Leerstand = Kunst-Ort
Das Mobile Atelier reagiert auf eine zunehmende Herausforderung vieler ländlicher Regionen: Leerstände in Ortszentren und den damit verbundenen Verlust sogenannter Dritter Orte; also Orte der Begegnung außerhalb von Zuhause und Arbeitsplatz. Indem das Projekt leerstehende Ladenlokale, Gebäude oder öffentliche Räume temporär in Kunsträume verwandelt, entstehen neue kulturelle Impulse im Ortskern. Die Räume werden zu lebendigen Kunst-Orten, in denen Künstler:innen arbeiten, ihre Prozesse sichtbar machen und mit der Umgebung in Dialog treten.

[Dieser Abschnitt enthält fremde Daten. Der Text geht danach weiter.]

PR #369, opened 2021-02-15
Dummy test for CIFuzz

catenacyber:
Not to be merged !

cf https://github.com/protocolbuffers/upb/pull/364#issuecomment-779398217


catenacyber:
Woohoo fuzzers found a way to crash !

PR #376, opened 2021-03-04
Fixed quadratic memory usage in upb_array_append().

haberman:
We were erroneously calling realloc() instead of resize(),
forcing the entire array to be reallocated for every array
append.


fowles (approved):
LGTM

PR #378, opened 2021-03-29
Allow arena fuse to fail

fowles:
Track initial blocks to avoid having fuse operate on arenas that cannot
be fused.

### DIFF
--- a/upb/upb.c
+++ b/upb/upb.c
@@ -67,6 +67,18 @@ static void *upb_global_allocfunc(upb_alloc *alloc, void *ptr, size_t oldsize,
   }
 }
 
+static uint32_t* upb_cleanup_pointer(void* cleanup_metadata) {
+  return (uint32_t*)((uintptr_t)cleanup_metadata & ~0x1);
+}
+
+static bool upb_cleanup_has_initial_arena(void* cleanup_metadata) {
+  return (uintptr_t)cleanup_metadata & 0x1;
+}
+
+static void* upb_cleanup_metadata(uint32_t* cleanup, bool has_initial_arena) {
+  return (void*)((uintptr_t)cleanup | has_initial_arena);
+}
+
 upb_alloc upb_alloc_global = {&upb_global_allocfunc};
 
 /* upb_arena ******************************************************************/
@@ -112,7 +124,8 @@ static void upb_arena_addblock(upb_arena *a, upb_arena *root, void *ptr,
 
   a->head.ptr = UPB_PTR_AT(block, memblock_reserve, char);
   a->head.end = UPB_PTR_AT(block, size, char);
-  a->cleanups = &block->cleanups;
+  a->cleanup_metadata = upb_cleanup_metadata(
+      &block->cleanups, upb_cleanup_has_initial_arena(a->cleanup_metadata));
 
   UPB_POISON_MEMORY_REGION(a->head.ptr, a->head.end - a->head.ptr);
 }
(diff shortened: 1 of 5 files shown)


upb/upb.int.h
```diff
@@ -9,7 +9,10 @@ typedef struct mem_block mem_block;
 
 struct upb_arena {
   _upb_arena_head head;
-  uint32_t *cleanups;
+  /* Stores cleanup metadata for this arena.
+   * - a pointer to the current cleanup counter.
+   * - a boolean indicating if there is an unowned initial block.  */
+  void *cleanup_metadata;
```
haberman, line 15: If we're pointer tagging let's use `uintptr_t`.

upb/upb.c
```diff
@@ -67,6 +67,18 @@ static void *upb_global_allocfunc(upb_alloc *alloc, void *ptr, size_t oldsize,
   }
 }
 
+static uint32_t* upb_cleanup_pointer(void* cleanup_metadata) {
+  return (uint32_t*)((uintptr_t)cleanup_metadata & ~0x1);
+}
+
+static bool upb_cleanup_has_initial_arena(void* cleanup_metadata) {
```
haberman, line 74: `has_initial_block` instead of `has_initial_arena`?

upb/upb.c
```diff
@@ -67,6 +67,18 @@ static void *upb_global_allocfunc(upb_alloc *alloc, void *ptr, size_t oldsize,
   }
 }
 
+static uint32_t* upb_cleanup_pointer(void* cleanup_metadata) {
```
haberman, line 70: upb puts pointers on the right, like LLVM. I should add a `.clang-format` for this.

haberman (changes requested):

upb/upb.c
```diff
@@ -239,11 +255,13 @@ bool upb_arena_addcleanup(upb_arena *a, void *ud, upb_cleanup_func *func) {
   return true;
 }
 
-void upb_arena_fuse(upb_arena *a1, upb_arena *a2) {
+bool upb_arena_fuse(upb_arena *a1, upb_arena *a2) {
   upb_arena *r1 = arena_findroot(a1);
   upb_arena *r2 = arena_findroot(a2);
 
-  if (r1 == r2) return;  /* Already fused. */
+  if (r1 == r2) return true;  /* Already fused. */
```
haberman, line 262: Maybe it would be simplest and safest right now if we also make the fuse fail if either arena has a value other than `&upb_alloc_global` for the allocator.

Any custom allocator could have the same problem as the initial block: it could have a hard lifetime bound that cannot be extended arbitrarily.

fowles: I thought about this, but anything that presents an allocator interface really is signing up to let things live until the free function is called.

upb/upb.c
fowles: Done

upb/upb.c
fowles: Done

upb/upb.int.h
fowles: Done

upb/upb.c
haberman: The allocation function takes an arbitrary pointer to user data, I think the user is only signing up to make that live until `upb_arena_free()`.

On the other hand, I am not sure anybody is using the custom allocator right now. So this is all a bit theoretical until somebody is.

One thing that is clear is that the current logic is busted if you fuse arenas that use different allocators. So rejecting anything but the global allocator is an easy short term fix that will at least prevent broken logic.

fowles: Added a restriction so that fuse only works on block allocs

haberman (approved):

Issue #305, opened 2020-07-30
Schema-independent message operations should go in upb/msg.h


haberman:
Right now https://github.com/protocolbuffers/upb/blob/master/upb/reflection.h has some schema-independent operations like:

Durch offene Ateliers, Gespräche, Workshops und gemeinsame Aktionen werden diese temporären Ateliers zugleich zu Treffpunkten und Begegnungsräumen für die lokale Bevölkerung. Kunst schafft dabei einen niederschwelligen Anlass zum Austausch: Menschen kommen ins Gespräch, teilen Erfahrungen und entdecken zeitgenössische Kunst im Alltag. So trägt das Mobile Atelier dazu bei, Leerstände neu zu beleben, Ortszentren kulturell zu aktivieren und temporäre Dritte Orte zu schaffen, in denen Kunst, Begegnung und gemeinschaftliches Leben zusammenfinden. So schafft Das Mobile Atelier Orte für die Bildende Kunst, wo man sie nicht unbedingt erwartet: in einer alte Mühle, einer ehemalige Schmiede, einem leerstehenden Ladenlokal oder einem denkmalgeschützen Gebäude. Leerstände bieten so ein enormes Potenzial, zu lebendige Räume der Begegnung zu werden.